- WORK TO BE COMPLETED -
Repeat the records below in their entirety, exactly.

[Saved entries]
<<<<
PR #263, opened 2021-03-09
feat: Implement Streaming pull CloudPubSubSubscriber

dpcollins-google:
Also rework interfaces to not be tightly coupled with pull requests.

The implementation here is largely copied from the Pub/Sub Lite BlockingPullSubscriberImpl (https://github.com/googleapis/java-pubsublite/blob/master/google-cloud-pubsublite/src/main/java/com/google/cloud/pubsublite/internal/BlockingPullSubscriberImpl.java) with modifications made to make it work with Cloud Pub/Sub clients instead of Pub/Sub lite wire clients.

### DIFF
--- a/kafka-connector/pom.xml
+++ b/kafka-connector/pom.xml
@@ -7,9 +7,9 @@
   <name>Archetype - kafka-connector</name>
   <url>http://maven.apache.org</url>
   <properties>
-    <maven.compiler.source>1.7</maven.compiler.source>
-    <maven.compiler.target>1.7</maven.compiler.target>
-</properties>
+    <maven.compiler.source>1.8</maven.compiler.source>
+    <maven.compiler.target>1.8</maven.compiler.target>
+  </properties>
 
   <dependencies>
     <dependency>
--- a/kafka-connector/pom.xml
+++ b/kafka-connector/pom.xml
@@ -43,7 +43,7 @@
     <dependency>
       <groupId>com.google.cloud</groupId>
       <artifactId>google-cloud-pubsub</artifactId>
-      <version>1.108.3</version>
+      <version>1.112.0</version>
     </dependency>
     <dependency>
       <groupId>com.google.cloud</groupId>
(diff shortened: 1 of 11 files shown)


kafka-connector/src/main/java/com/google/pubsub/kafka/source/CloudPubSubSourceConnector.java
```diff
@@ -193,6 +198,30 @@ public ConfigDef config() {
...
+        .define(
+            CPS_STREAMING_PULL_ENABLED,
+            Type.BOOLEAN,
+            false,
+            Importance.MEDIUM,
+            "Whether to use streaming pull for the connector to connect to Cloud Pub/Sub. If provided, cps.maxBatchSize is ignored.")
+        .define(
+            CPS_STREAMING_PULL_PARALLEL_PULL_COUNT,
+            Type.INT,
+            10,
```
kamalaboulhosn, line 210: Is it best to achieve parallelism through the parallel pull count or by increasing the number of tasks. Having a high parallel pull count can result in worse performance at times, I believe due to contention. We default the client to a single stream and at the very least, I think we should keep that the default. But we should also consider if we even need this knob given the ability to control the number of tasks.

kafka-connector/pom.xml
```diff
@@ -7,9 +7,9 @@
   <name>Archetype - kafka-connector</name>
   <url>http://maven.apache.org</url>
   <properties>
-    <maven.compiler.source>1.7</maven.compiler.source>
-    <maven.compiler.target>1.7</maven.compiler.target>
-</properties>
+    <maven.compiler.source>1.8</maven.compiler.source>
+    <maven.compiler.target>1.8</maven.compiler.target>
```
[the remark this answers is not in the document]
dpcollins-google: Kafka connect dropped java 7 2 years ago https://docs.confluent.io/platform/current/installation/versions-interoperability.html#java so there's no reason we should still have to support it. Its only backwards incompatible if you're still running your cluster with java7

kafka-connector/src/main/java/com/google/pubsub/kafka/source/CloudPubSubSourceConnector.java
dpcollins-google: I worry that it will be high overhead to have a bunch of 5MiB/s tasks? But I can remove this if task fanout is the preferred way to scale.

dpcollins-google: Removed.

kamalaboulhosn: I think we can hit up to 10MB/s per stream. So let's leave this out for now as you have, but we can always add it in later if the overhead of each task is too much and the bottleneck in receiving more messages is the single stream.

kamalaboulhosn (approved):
>>>>
- YOUR RESPONSE -
PR #263, opened 2021-03-09
feat: Implement Streaming pull CloudPubSubSubscriber

dpcollins-google:
Also rework interfaces to not be tightly coupled with pull requests.

The implementation here is largely copied from the Pub/Sub Lite BlockingPullSubscriberImpl (https://github.com/googleapis/java-pubsublite/blob/master/google-cloud-pubsublite/src/main/java/com/google/cloud/pubsublite/internal/BlockingPullSubscriberImpl.java) with modifications made to make it work with Cloud Pub/Sub clients instead of Pub/Sub lite wire clients.

### DIFF
--- a/kafka-connector/pom.xml
+++ b/kafka-connector/pom.xml
@@ -7,9 +7,9 @@
   <name>Archetype - kafka-connector</name>
   <url>http://maven.apache.org</url>
   <properties>
-    <maven.compiler.source>1.7</maven.compiler.source>
-    <maven.compiler.target>1.7</maven.compiler.target>
-</properties>
+    <maven.compiler.source>1.8</maven.compiler.source>
+    <maven.compiler.target>1.8</maven.compiler.target>
+  </properties>
 
   <dependencies>
     <dependency>
--- a/kafka-connector/pom.xml
+++ b/kafka-connector/pom.xml
@@ -43,7 +43,7 @@
     <dependency>
       <groupId>com.google.cloud</groupId>
       <artifactId>google-cloud-pubsub</artifactId>
-      <version>1.108.3</version>
+      <version>1.112.0</version>
     </dependency>
     <dependency>
       <groupId>com.google.cloud</groupId>
(diff shortened: 1 of 11 files shown)


kafka-connector/src/main/java/com/google/pubsub/kafka/source/CloudPubSubSourceConnector.java
```diff
@@ -193,6 +198,30 @@ public ConfigDef config() {
...
+        .define(
+            CPS_STREAMING_PULL_ENABLED,
+            Type.BOOLEAN,
+            false,
+            Importance.MEDIUM,
+            "Whether to use streaming pull for the connector to connect to Cloud Pub/Sub. If provided, cps.maxBatchSize is ignored.")
+        .define(
+            CPS_STREAMING_PULL_PARALLEL_PULL_COUNT,
+            Type.INT,
+            10,
```
kamalaboulhosn, line 210: Is it best to achieve parallelism through the parallel pull count or by increasing the number of tasks. Having a high parallel pull count can result in worse performance at times, I believe due to contention. We default the client to a single stream and at the very least, I think we should keep that the default. But we should also consider if we even need this knob given the ability to control the number of tasks.

kafka-connector/pom.xml
```diff
@@ -7,9 +7,9 @@
   <name>Archetype - kafka-connector</name>
   <url>http://maven.apache.org</url>
   <properties>
-    <maven.compiler.source>1.7</maven.compiler.source>
-    <maven.compiler.target>1.7</maven.compiler.target>
-</properties>
+    <maven.compiler.source>1.8</maven.compiler.source>
+    <maven.compiler.target>1.8</maven.compiler.target>
```
[the remark this answers is not in the document]
dpcollins-google: Kafka connect dropped java 7 2 years ago https://docs.confluent.io/platform/current/installation/versions-interoperability.html#java so there's no reason we should still have to support it. Its only backwards incompatible if you're still running your cluster with java7

kafka-connector/src/main/java/com/google/pubsub/kafka/source/CloudPubSubSourceConnector.java
dpcollins-google: I worry that it will be high overhead to have a bunch of 5MiB/s tasks? But I can remove this if task fanout is the preferred way to scale.

dpcollins-google: Removed.

kamalaboulhosn: I think we can hit up to 10MB/s per stream. So let's leave this out for now as you have, but we can always add it in later if the overhead of each task is too much and the bottleneck in receiving more messages is the single stream.

kamalaboulhosn (approved):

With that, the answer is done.